## Aim of the task
Find how many lines in the material below hold the word "investmentFlow". Reply with that figure alone.

## Entries supplied
════
PR #4300, opened 2020-04-28
Fix invest all with empty eth wallet

AlexeyTuboltsev:
add guards to avoid 0 eth as investment input

### DIFF
--- a/packages/web/app/modules/investment-flow/sagas.ts
+++ b/packages/web/app/modules/investment-flow/sagas.ts
@@ -135,8 +135,13 @@ function* investEntireBalance(): any {
     case EInvestmentType.Eth:
       const gasCostEth = selectTxGasCostEthUlps(state);
       balance = selectLiquidEtherBalance(state);
-      balance = subtractBigNumbers([balance, gasCostEth]);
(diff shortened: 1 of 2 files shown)


packages/web/app/modules/investment-flow/sagas.ts
```diff
@@ -209,7 +214,11 @@ function* validateAndCalculateInputs({ contractsService }: TGlobalDependencies):
   const eto = selectEtoById(state, state.investmentFlow.etoId);
   const value = state.investmentFlow.euroValueUlps;
 
-  if (value && eto) {
+  if (compareBigNumbers(value, "0") < 0) {
```
Moejoe90, line 217: why do we compare with the assumetion that value could be also in minus this is not the case the minum value is `0` 

or what am I missing?

AlexeyTuboltsev: the problem was exactly that this value was negative and `loadComputedCotributionFromContract` that performs some calculations in contract just froze each times we try to do this with a negative val.
so I added this as guard, just to make sure value is positive | 0

PR #4373, opened 2020-05-24
filters our test, mock and library artifacts from wrapping

rudolfix:
Smart Contract Artifacts that will be deployed with backend in https://github.com/Neufund/platform-contracts/pull/340 contain Solidity libraries for which internal types are exposed in ABI and typechain cannot parse them.
We still use 0.4.26 artifacts that do not hide internal types.

This PR filters out unnecessary artifacts from wrapping
1. libraries (never called directly anyway)
2. test and mock contracts


packages/wallet/scripts/generate-contracts.js
```diff
@@ -48,7 +51,18 @@ async function generateFixtures() {
   );
 }
 
-async function generateTypechainWrappers() {
+async function filterArtifacts(sourcePath) {
+  const tmpdir = await fs.promises.mkdtemp(`${os.tmpdir()}/artifacts`);
```
desfero, line 55: not really sure whether it can handle separators in a consistent way across systems, maybe we should use 
`fs.promises.mkdtemp(path.join(os.tmpdir(), 'neufund-artifacts));`?

packages/wallet/scripts/generate-contracts.js
```diff
@@ -15,7 +16,9 @@ const artifactsVersion = process.env.NF_CONTRACT_ARTIFACTS_VERSION || "localhost
 
 const outDir = "app/lib/contracts";
 
-async function generateKnownInterfaces() {
+const filteredArtifacts = ["Gov.json", "Test.+.json", "Mock.+.json"].map(r => RegExp(r));
```
desfero, line 19: do we want to have `.(any-character)json` or `\.(dot)json`?

packages/wallet/scripts/generate-contracts.js
```diff
@@ -48,7 +51,18 @@ async function generateFixtures() {
   );
 }
 
-async function generateTypechainWrappers() {
+async function filterArtifacts(sourcePath) {
+  const tmpdir = await fs.promises.mkdtemp(`${os.tmpdir()}/artifacts`);
+  const dir = await fs.promises.opendir(sourcePath);
+  for await (const dirent of dir) {
+    if (filteredArtifacts.reduce((prev, curr) => !curr.test(dirent.name) && prev, true)) {
+      await fs.promises.copyFile(`${sourcePath}${dirent.name}`, `${tmpdir}/${dirent.name}`);
```
desfero, line 59: also `path.join` can be used here

packages/wallet/scripts/generate-contracts.js
```diff
@@ -48,7 +51,18 @@ async function generateFixtures() {
   );
 }
 
-async function generateTypechainWrappers() {
+async function filterArtifacts(sourcePath) {
+  const tmpdir = await fs.promises.mkdtemp(`${os.tmpdir()}/artifacts`);
+  const dir = await fs.promises.opendir(sourcePath);
+  for await (const dirent of dir) {
+    if (filteredArtifacts.reduce((prev, curr) => !curr.test(dirent.name) && prev, true)) {
```
desfero, line 58: A good example for Array.prototype.some, gonna be more readable than reduce

packages/wallet/scripts/generate-contracts.js
```diff
@@ -48,7 +51,18 @@ async function generateFixtures() {
...
+      await fs.promises.copyFile(`${sourcePath}${dirent.name}`, `${tmpdir}/${dirent.name}`);
+    }
+  }
+  return tmpdir;
```
desfero, line 62: what's the lifetime of a tmpdir? Will OS clean it up ASAP or it gonna leave in the temp directory longer than we really need?

rudolfix: it will be left with all the content. is this really a big problem?

desfero: it depends, artifacts size is around 8mb now, given dev runs `yarn install` 2-5 times a day gives us around 25mb each day. 25mb * 21 days  = 512mb, not a huge problem. Let's hope that OS clears the temp folders when it needs resources

Issue #4288, opened 2020-04-22
Generic modal component


andywalton:
**Background**
<img width="1107" alt="Screenshot 2020-04-22 12 54 15" src="https://user-images.githubusercontent.com/609657/79973761-673a7080-8498-11ea-9e4f-63d1ed93e989.png">

The context for this ticket is to create the a generic modal component for use with the mobile app.

We use modals to highlight information that might require the user to take action on on make a decision about.

Our modals can therefore be used for simple primer screens or to sign transactions or messages or for useful information.
 For this ticket, the modal has the following breakdown:
1. An optional Icon/Image at the top
2. A modal title
3. A modal body (paragraph of text)
4. Up to 2 call to action buttons (Both would action and close the modal)
5. 1-4 sit on a modal container card (white background) which sits on an overlay scrim (transparent dark background) 

**Designs**
See Zeplin for the screen designs here under the Modal & Signers sections: https://app.zeplin.io/project/5e6f48a43076c61012fd3793/dashboard?seid=5ea0145ebe207252d49d8c27

This is the generic modal we’re going for: https://zpl.io/2G00X9d 

> **Take note** 
> Both the transaction and message signers will use this this generic modal template. The transaction signer will simply have a modal title that describes the transaction type and a modal body that is a simple line of text to ask you to sign to confirm the transaction.
> 
> Example simple transaction signer: https://zpl.io/2G00j63 
> Example message signer: https://zpl.io/VQ55NGm

See design system components here: https://app.zeplin.io/styleguide/5e5f852f2f231b17c87f8622/components?cseid=5ea01fb09264e45331b7300a

 **Acceptance criteria**
- [ ] The modal is as per the designs and works as per the modal content it’s displays.
- [ ] The transaction & message signers uses this generic modal also - ie. for transactions we don't display complex transaction meta details and data.

**Technical notes**
@rudolfix @desfero -> please add technical notes here.

**Testing notes**
@glupiawymowka -> Same as acceptance criteria but edit this if you want.

PR #4374, opened 2020-05-24
#4288 Generic signer modal

desfero:
TODO:
- [x] Write unit test for BaseAnimation component

Android: https://i.diawi.com/Yc3q8c
IOS: https://i.diawi.com/zJxXBh


packages/wallet/app/modules/signer-ui/reducer.ts
```diff
@@ -1,7 +1,7 @@
 import { AppReducer } from "@neufund/sagas";
 
 import { signerUIActions } from "./actions";
-import { TSignerRequestData } from "./types";
+import { TSignerSignPayload } from "./types";
 
 export enum ESignerUIState {
   IDLE = "idle",
```
arjunu, line 7: do you think "hidden" is more appropriate than "idle"?

arjunu:
- there's a typo in the file name `BottomSheetModa.stories.tsx` and it fails to load 
image

- can you add stories for the three types of modal?

packages/wallet/storybook/stories.ts
```diff
@@ -4,6 +4,7 @@ import "../app/components/shared/LineBreak.stories";
 import "../app/components/shared/Icon.stories";
 import "../app/components/shared/Link.stories";
 import "../app/components/shared/asset/Asset.stories";
+import "../app/components/shared/modals/BottomSheetModa.stories";
```
arjunu, line 7: BottomSheetModal*

packages/wallet/app/components/shared/animations/BaseAnimation.tsx
```diff
@@ -0,0 +1,112 @@
...
+    if (prevProps.isActive !== this.props.isActive) {
+      if (this.props.isActive) {
+        this.showAnimation();
+      } else {
+        this.hideAnimation();
+      }
+    }
+  }
+
+  showAnimation() {
```
arjunu, line 65: `startAnimation` and `finishAnimation` seems more appropriate.

packages/wallet/app/components/shared/animations/BaseAnimation.tsx
```diff
@@ -0,0 +1,112 @@
...
+    const { animationProgress } = this.state;
+
+    Animated.timing(animationProgress, {
+      duration: 300,
```
arjunu, line 69: can you move these to constants?
SHOW_ANIMATION_DURATION
HIDE_ANIMATION_DURATION

packages/wallet/app/components/shared/animations/BaseAnimation.spec.tsx
```diff
@@ -0,0 +1,120 @@
...
+    const renderProp = () => <Text testID="content">Animation content</Text>;
+    const { queryByTestId, rerender } = render(
+      <BaseAnimation isActive={true} render={renderProp} />,
+    );
+
+    rerender(<BaseAnimation isActive={false} render={renderProp} />);
+
+    expect(queryByTestId("content")).toBeDefined();
+
+    timeTravel(200);
```
arjunu, line 44: timeTravel(HIDE_ANIMATION_DURATION)

packages/wallet/app/modules/signer-ui/reducer.ts
desfero: no sure now let's see how the enum evolves when we add support for transaction from the wallet app

packages/wallet/storybook/stories.ts
desfero: wow i'm curious why it was not caught by typescript compiler

packages/wallet/app/components/shared/animations/BaseAnimation.tsx
desfero: Even better, moved to props so there is control over how long animation should be in progress

packages/wallet/app/components/shared/animations/BaseAnimation.spec.tsx
desfero: done

Issue #2638, opened 2019-03-25
Change Transaction Success Confetti to SUCCESS GREEN across the board


Louisswryan:
Hello,

Currently transactions are rewarded with the below animated confetti:

![TRANSACTION_SUCCESS.png](https://images.zenhubusercontent.com/5c5184c7df0733a30553c211/7abb5c42-3f2c-47f5-9a34-c4c6ad910ff9)

Could we please change this confetti to just our SUCCESS GREEN
    --success: #20e06e;

Also, successfully linking a new bank account is rewarded with confetti in NEUFUND GREEN

![NEW_BANK_ACC.png](https://images.zenhubusercontent.com/5c5184c7df0733a30553c211/237eabec-eb93-44a7-aa81-f28e819820a4)

Can we please change this to SUCCESS also

In the end, we want all confetti to look like the below.

![CONFETTI_CORRECT.png](https://images.zenhubusercontent.com/5c5184c7df0733a30553c211/927a7303-a2eb-4a50-b624-919a5b3505b8)

I will highlight other examples on inconsistency if I see them but if you notice others, please change them also and note them in this ticket.

Thank You!

PR #4381, opened 2020-05-26
#2638 iframe csp

AlexeyTuboltsev:
this PR adds csp headers/url sanitization to twitter and slideshare iframes


packages/web/app/external/sanitize-url/sanitize-url.js
```diff
@@ -0,0 +1,40 @@
...
+var invalidPrototcolRegex = /^(%20|\s)*(javascript|data)/im;
+var ctrlCharactersRegex = /[^\x20-\x7EÀ-ž]/gim;
+var urlSchemeRegex = /^([^:]+):/gm;
+var relativeFirstCharacters = [".", "/"];
+
+function isRelativeUrlWithoutProtocol(url) {
+  return relativeFirstCharacters.indexOf(url[0]) > -1;
+}
+
+function sanitizeUrl(url) {
```
desfero, line 14: maybe some unit tests to make sure it's working properly always?

packages/web/app/external/pitch-deck-iframe.html
```diff
@@ -3,6 +3,10 @@
   <head>
     <meta charset="utf-8" />
     <meta name="viewport" content="width=device-width, initial-scale=1, shrink-to-fit=no" />
+    <meta
+      http-equiv="Content-Security-Policy"
+      content="default-src 'self'; frame-src *; script-src 'self' 'sha256-80vXT2q9DtdrNkWOqKM45NjhN0z2WCwccwwrAQbJw2E='; style-src 'unsafe-inline'; img-src 'self';"
```
desfero, line 8: What kind of js file `sha256-80vXT2q9DtdrNkWOqKM45NjhN0z2WCwccwwrAQbJw2E=` represents?

packages/web/app/components/shared/TwitterTimeline.tsx
```diff
@@ -16,8 +16,11 @@ export class TwitterTimelineEmbed extends React.Component<IProps> {
         width="100%"
         height="100%"
         frameBorder={0}
-        allowFullScreen
+        allowFullScreen={false}
```
desfero, line 19: maybe we can completely omit the attribute if it's false?

packages/web/app/external/pitch-deck-iframe.html
AlexeyTuboltsev: I think it represents  scripts inside <script></script> tags. 
see here: 
https://developer.mozilla.org/en-US/docs/Web/HTTP/Headers/Content-Security-Policy/script-src

that means effectively that even if everything else fails only this script will be run

packages/web/app/components/shared/TwitterTimeline.tsx
AlexeyTuboltsev: absolutely

packages/web/app/external/sanitize-url/sanitize-url.spec.js
```diff
@@ -0,0 +1,140 @@
...
+
+  it("disregards capitalization for JavaScript urls", () => {
+    expect(sanitizeUrl("jAvasCrIPT:alert(document.domain)")).to.eq("");
+  });
+
+  it("ignores ctrl characters in javascript urls", () => {
+    expect(sanitizeUrl(decodeURIComponent("JaVaScRiP%0at:alert(document.domain)"))).to.eq("");
+  });
+
+  it("replaces javascript urls with  when javascript url begins with %20", () => {
```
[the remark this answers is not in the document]
AlexeyTuboltsev: ups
════
## Exercise answer
2